[Exercise] Of the lines below, write out exactly those from the line with "we also want" through the line with "-39,16 +39,23 @@ package com.normation.rudder.ncf", both included, and skip the rest.

[Opening Exercise data section]

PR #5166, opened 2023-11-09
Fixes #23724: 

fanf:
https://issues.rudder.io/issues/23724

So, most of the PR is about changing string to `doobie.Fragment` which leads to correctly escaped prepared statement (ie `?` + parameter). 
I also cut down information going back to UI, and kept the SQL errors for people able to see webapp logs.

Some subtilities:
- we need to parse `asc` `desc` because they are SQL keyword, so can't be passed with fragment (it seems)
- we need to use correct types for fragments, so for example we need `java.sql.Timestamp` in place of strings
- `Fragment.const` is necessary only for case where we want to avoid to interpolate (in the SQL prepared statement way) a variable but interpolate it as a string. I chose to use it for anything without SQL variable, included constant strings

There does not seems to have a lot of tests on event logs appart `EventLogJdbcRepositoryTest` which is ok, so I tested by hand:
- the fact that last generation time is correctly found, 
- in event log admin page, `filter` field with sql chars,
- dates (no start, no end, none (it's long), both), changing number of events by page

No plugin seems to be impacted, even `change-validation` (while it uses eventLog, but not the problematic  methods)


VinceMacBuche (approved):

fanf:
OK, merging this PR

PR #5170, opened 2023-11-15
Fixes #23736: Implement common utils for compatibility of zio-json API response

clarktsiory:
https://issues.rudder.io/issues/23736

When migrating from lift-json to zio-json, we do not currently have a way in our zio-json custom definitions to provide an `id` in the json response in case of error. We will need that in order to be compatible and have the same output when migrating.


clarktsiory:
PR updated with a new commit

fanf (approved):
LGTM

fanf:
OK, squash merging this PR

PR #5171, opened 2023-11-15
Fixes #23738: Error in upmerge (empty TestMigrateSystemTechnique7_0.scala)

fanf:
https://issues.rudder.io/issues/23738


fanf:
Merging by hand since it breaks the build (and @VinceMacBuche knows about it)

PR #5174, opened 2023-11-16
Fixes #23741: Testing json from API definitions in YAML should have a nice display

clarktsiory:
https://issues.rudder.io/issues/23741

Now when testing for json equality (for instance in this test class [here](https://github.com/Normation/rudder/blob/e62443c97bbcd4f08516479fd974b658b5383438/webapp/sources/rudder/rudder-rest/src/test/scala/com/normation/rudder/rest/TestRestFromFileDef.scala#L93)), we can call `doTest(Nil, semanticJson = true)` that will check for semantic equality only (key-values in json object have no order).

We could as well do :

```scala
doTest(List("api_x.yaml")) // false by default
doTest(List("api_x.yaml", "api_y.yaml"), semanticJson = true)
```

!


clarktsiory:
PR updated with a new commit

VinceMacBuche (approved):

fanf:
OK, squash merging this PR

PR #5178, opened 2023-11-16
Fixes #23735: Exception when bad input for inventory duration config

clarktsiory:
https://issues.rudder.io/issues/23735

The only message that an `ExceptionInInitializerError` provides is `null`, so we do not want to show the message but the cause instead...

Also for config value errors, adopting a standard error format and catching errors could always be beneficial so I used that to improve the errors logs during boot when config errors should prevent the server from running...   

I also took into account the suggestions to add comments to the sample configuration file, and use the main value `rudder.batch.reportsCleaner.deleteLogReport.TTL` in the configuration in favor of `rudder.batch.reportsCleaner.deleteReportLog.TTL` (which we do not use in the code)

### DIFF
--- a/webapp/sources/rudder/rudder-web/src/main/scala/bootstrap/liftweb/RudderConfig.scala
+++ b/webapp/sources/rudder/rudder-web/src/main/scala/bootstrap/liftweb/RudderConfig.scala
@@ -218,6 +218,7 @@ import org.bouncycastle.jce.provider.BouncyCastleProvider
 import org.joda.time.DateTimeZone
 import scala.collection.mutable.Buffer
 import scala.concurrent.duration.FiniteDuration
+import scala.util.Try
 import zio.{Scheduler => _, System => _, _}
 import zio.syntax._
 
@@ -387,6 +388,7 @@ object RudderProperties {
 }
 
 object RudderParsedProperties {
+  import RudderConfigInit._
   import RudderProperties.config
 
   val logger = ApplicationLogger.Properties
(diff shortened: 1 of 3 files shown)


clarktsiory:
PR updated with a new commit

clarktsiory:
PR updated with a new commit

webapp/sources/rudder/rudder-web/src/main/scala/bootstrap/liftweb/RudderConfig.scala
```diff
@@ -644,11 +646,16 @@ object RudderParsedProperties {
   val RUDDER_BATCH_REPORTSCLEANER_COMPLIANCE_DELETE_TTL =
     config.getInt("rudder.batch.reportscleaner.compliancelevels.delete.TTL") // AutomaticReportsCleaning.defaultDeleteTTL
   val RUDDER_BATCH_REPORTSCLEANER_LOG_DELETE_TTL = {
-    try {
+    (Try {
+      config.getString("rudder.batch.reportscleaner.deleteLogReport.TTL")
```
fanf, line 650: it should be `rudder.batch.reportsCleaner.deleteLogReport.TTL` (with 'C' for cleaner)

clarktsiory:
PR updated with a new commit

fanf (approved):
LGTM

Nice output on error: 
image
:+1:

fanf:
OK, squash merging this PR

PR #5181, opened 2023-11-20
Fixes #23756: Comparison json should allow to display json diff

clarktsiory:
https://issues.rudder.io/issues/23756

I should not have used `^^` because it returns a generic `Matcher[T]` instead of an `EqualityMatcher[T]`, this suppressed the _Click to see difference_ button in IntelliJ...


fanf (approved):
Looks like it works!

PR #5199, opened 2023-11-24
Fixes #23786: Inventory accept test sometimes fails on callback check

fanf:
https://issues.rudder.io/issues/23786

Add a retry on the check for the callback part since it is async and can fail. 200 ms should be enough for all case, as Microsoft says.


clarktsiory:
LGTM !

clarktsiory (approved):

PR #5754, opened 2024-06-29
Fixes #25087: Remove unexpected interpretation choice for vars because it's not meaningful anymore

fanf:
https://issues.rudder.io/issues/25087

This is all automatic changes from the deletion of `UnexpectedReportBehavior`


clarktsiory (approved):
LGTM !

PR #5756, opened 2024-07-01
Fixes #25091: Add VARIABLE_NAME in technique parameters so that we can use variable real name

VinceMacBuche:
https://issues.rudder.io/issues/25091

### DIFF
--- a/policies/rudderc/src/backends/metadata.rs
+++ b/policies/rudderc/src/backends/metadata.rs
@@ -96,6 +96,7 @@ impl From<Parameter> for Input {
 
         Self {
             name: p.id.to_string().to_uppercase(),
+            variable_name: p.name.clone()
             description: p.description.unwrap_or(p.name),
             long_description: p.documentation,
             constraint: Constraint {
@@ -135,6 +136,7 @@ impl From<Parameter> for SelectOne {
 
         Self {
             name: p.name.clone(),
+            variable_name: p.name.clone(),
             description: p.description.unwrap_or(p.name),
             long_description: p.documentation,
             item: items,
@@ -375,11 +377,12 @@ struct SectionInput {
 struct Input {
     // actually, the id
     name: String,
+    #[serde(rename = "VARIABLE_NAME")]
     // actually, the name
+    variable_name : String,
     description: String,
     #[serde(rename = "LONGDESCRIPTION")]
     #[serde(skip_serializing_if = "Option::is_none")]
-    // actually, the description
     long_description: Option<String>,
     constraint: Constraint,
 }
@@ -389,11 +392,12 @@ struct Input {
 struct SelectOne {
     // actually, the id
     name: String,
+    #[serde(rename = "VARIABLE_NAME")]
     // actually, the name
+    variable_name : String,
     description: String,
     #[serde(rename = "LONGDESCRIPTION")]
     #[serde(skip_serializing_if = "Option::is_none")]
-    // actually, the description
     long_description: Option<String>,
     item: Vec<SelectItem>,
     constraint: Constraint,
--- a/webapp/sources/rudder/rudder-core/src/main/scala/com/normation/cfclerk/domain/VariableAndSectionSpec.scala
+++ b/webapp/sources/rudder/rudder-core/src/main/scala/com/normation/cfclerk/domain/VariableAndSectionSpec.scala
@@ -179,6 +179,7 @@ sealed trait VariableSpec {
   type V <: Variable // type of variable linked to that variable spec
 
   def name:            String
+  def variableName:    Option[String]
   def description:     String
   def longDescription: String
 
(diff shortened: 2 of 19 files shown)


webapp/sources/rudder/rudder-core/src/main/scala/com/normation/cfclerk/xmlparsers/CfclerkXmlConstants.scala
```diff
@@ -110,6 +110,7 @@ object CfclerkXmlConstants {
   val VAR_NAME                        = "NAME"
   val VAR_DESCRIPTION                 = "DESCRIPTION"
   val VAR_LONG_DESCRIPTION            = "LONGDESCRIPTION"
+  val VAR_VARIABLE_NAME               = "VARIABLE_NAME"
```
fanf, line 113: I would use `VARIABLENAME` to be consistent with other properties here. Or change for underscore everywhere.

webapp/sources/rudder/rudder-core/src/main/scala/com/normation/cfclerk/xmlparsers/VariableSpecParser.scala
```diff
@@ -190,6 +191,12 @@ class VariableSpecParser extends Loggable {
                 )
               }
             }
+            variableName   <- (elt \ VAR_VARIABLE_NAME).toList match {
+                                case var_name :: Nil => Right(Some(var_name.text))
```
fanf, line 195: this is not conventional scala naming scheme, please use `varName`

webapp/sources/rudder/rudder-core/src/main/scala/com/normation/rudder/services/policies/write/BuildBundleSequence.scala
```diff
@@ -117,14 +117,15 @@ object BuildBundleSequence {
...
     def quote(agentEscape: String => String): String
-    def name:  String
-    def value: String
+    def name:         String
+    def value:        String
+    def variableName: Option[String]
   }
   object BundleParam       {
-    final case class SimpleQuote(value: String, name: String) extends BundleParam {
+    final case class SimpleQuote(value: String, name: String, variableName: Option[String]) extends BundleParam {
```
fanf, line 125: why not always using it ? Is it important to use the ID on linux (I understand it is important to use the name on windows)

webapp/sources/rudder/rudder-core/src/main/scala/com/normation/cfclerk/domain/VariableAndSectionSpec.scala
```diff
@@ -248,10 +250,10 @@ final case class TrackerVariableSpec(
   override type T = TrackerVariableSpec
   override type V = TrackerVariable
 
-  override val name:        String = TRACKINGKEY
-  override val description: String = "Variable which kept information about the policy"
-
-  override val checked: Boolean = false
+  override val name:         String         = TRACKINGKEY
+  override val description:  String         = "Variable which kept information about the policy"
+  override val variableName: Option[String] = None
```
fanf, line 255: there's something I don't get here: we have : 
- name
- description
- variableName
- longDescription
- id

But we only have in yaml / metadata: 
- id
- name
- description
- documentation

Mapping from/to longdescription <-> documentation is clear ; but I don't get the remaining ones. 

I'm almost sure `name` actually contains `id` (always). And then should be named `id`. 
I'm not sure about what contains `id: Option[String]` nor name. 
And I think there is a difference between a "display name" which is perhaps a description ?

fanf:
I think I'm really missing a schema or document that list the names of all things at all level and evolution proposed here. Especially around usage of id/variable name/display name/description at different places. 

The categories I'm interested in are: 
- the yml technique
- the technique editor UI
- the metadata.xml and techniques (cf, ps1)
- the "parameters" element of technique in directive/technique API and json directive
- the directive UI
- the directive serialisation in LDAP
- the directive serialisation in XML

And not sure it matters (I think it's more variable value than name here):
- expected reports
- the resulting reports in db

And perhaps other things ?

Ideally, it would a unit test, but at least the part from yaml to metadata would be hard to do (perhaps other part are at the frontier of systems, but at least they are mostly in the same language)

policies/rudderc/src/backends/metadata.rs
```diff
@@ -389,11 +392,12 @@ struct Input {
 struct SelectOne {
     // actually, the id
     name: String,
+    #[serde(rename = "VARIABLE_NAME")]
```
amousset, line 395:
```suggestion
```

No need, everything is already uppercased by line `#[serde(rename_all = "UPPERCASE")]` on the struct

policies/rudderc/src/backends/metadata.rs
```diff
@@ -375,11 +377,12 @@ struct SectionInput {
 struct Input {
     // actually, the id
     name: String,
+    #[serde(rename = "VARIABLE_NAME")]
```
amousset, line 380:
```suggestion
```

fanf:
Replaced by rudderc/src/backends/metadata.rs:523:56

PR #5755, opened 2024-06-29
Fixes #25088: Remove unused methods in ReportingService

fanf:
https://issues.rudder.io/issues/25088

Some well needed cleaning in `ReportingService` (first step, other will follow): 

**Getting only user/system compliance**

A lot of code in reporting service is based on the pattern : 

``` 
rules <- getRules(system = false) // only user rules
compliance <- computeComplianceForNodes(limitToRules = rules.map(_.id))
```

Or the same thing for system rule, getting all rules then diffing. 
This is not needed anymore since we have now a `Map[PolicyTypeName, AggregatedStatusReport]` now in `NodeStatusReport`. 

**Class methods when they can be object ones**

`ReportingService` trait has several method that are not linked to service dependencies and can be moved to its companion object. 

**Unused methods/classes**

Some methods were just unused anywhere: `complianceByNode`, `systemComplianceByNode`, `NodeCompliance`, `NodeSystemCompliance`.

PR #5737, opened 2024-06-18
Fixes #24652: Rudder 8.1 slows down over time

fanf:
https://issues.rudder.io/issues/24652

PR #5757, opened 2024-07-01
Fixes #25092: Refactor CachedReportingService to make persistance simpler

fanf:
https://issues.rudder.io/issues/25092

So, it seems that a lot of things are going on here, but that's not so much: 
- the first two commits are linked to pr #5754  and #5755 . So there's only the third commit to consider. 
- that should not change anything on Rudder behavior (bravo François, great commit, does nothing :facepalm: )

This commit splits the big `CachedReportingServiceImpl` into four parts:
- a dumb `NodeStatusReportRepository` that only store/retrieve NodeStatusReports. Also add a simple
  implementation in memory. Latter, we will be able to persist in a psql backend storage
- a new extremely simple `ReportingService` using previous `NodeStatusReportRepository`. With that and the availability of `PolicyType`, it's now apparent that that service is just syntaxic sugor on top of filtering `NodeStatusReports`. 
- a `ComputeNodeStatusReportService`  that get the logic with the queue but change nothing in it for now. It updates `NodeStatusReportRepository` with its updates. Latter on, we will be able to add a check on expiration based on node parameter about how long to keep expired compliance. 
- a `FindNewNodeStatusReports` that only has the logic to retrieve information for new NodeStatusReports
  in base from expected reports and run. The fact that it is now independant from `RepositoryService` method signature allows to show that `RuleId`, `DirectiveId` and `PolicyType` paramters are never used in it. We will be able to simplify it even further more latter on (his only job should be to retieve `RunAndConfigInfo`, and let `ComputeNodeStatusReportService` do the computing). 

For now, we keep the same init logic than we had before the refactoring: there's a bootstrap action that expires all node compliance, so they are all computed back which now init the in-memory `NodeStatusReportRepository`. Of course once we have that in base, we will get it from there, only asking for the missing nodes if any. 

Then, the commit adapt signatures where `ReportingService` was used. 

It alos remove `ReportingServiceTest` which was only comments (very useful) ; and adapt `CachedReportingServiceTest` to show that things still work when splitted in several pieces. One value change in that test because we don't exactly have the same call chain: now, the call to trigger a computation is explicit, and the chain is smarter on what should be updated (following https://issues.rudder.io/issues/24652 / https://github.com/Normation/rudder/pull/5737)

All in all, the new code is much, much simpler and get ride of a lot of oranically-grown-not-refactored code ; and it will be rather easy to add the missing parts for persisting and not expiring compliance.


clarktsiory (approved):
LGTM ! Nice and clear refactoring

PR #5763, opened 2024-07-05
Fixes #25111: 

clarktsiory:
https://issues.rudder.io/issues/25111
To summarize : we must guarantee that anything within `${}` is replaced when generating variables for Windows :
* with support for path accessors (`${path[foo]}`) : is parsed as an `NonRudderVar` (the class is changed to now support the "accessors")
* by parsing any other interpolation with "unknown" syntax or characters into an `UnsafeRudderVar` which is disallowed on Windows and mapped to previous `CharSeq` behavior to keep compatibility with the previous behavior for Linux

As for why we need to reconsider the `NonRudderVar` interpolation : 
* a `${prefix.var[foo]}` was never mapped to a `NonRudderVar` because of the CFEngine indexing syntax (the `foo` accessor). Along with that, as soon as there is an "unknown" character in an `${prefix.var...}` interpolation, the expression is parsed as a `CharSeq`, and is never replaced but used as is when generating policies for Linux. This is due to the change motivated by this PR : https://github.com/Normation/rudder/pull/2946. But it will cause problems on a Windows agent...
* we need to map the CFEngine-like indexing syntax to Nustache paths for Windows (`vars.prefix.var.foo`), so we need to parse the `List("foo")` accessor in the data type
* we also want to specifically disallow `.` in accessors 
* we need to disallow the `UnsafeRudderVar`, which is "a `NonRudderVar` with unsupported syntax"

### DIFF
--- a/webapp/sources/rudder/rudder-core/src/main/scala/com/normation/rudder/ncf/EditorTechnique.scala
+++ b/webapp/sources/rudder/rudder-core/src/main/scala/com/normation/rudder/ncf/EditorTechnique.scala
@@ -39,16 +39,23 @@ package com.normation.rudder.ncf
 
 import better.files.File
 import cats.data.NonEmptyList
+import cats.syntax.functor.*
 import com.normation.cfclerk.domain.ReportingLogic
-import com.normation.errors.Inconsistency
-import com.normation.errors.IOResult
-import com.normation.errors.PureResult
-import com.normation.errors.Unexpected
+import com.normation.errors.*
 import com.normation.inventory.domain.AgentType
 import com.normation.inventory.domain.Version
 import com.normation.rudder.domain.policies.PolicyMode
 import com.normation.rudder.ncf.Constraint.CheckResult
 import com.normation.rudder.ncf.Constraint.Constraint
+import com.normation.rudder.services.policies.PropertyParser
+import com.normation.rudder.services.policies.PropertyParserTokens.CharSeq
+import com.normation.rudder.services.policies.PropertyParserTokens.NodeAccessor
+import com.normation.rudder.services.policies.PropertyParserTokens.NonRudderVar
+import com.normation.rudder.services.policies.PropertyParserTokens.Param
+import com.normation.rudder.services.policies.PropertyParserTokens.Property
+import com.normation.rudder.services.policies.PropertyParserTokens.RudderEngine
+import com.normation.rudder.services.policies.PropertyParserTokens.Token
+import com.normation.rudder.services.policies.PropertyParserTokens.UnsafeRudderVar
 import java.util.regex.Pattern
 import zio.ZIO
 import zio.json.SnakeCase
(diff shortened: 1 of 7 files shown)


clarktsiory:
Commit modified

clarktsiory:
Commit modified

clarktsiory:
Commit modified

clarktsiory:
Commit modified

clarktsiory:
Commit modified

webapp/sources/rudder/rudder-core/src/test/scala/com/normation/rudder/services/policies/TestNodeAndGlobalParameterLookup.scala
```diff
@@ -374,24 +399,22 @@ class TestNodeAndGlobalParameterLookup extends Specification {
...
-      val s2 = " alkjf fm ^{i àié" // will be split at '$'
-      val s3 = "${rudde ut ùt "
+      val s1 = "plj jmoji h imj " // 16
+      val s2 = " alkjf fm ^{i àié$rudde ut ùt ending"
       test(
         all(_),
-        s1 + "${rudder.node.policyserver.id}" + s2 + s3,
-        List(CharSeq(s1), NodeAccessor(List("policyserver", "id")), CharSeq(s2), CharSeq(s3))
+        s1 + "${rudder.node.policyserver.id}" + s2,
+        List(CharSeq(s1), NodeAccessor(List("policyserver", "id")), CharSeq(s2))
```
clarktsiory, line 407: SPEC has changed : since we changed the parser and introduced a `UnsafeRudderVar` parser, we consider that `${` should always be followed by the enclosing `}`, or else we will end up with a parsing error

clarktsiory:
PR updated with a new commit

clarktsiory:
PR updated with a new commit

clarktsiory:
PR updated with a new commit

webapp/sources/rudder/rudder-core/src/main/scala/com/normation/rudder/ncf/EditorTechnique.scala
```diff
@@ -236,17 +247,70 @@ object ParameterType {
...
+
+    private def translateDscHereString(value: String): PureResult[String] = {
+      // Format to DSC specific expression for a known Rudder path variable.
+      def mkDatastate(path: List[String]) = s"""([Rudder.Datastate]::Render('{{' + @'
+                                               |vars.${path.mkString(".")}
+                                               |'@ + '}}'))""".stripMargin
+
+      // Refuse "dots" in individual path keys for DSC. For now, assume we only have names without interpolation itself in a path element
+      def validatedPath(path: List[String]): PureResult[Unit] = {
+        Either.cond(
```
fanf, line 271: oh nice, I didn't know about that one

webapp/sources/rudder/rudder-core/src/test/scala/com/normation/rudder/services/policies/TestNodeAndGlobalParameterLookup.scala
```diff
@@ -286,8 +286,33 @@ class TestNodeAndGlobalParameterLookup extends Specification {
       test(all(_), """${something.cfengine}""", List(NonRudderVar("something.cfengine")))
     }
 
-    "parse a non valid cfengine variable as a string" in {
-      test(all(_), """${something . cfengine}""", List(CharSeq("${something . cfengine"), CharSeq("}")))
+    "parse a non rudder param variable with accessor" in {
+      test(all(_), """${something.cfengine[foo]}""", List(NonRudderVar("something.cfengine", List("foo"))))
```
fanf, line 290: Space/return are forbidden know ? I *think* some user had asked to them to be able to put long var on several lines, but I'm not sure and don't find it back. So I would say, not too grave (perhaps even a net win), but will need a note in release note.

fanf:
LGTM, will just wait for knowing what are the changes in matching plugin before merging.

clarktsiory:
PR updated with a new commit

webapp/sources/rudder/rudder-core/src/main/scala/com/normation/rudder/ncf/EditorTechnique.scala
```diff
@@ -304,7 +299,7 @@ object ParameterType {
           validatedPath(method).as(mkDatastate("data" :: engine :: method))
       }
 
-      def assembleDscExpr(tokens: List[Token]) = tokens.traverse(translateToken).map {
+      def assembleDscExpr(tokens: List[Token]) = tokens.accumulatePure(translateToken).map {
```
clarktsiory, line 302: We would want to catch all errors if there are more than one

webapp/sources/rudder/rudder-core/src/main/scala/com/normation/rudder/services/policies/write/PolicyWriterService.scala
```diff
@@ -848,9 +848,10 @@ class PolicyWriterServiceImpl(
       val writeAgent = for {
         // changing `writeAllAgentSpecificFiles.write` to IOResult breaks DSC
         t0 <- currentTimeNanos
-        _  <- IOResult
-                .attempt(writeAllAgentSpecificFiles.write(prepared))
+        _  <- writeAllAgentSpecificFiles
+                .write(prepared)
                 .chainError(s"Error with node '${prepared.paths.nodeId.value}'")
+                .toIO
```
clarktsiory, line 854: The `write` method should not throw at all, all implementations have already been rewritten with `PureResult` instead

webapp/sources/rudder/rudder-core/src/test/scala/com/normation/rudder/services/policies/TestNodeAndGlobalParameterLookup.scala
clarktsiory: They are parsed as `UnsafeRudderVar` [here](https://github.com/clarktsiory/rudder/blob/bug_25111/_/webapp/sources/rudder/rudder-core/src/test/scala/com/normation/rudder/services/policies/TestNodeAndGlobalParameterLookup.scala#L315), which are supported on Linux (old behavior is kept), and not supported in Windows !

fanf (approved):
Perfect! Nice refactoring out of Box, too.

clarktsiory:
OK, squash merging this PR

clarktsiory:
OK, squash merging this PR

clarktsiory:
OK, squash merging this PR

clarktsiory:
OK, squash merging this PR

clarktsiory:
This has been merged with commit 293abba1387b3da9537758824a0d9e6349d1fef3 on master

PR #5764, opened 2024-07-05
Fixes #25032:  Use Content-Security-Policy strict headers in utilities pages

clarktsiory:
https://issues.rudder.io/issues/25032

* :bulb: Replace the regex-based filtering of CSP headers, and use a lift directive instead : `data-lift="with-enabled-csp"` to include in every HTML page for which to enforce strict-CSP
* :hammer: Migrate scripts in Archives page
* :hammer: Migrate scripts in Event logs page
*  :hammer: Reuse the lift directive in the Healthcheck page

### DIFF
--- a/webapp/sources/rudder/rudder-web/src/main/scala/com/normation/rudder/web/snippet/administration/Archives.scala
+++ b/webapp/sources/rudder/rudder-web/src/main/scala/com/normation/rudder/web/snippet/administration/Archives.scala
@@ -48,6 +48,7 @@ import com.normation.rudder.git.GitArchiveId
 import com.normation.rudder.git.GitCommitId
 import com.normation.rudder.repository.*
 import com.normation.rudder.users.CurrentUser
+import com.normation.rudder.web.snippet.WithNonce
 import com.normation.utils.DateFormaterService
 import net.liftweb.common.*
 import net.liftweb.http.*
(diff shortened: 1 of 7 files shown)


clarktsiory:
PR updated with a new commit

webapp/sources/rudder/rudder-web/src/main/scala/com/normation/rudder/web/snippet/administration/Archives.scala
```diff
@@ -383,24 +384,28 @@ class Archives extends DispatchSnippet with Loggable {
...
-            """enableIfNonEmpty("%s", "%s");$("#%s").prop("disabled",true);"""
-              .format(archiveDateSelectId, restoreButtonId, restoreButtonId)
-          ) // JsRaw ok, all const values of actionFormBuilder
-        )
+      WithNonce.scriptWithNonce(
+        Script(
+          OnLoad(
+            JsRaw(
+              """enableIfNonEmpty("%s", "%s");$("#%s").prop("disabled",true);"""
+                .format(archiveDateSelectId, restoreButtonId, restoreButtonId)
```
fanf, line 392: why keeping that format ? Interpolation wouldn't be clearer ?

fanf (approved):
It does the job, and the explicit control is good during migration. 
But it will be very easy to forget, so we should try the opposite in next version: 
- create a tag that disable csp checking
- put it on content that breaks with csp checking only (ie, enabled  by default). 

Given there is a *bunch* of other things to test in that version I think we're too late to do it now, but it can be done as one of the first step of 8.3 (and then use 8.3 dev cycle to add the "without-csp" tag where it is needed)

[Closing Exercise data section]

[Solution below]
* we also want to specifically disallow `.` in accessors 
* we need to disallow the `UnsafeRudderVar`, which is "a `NonRudderVar` with unsupported syntax"

### DIFF
--- a/webapp/sources/rudder/rudder-core/src/main/scala/com/normation/rudder/ncf/EditorTechnique.scala
+++ b/webapp/sources/rudder/rudder-core/src/main/scala/com/normation/rudder/ncf/EditorTechnique.scala
@@ -39,16 +39,23 @@ package com.normation.rudder.ncf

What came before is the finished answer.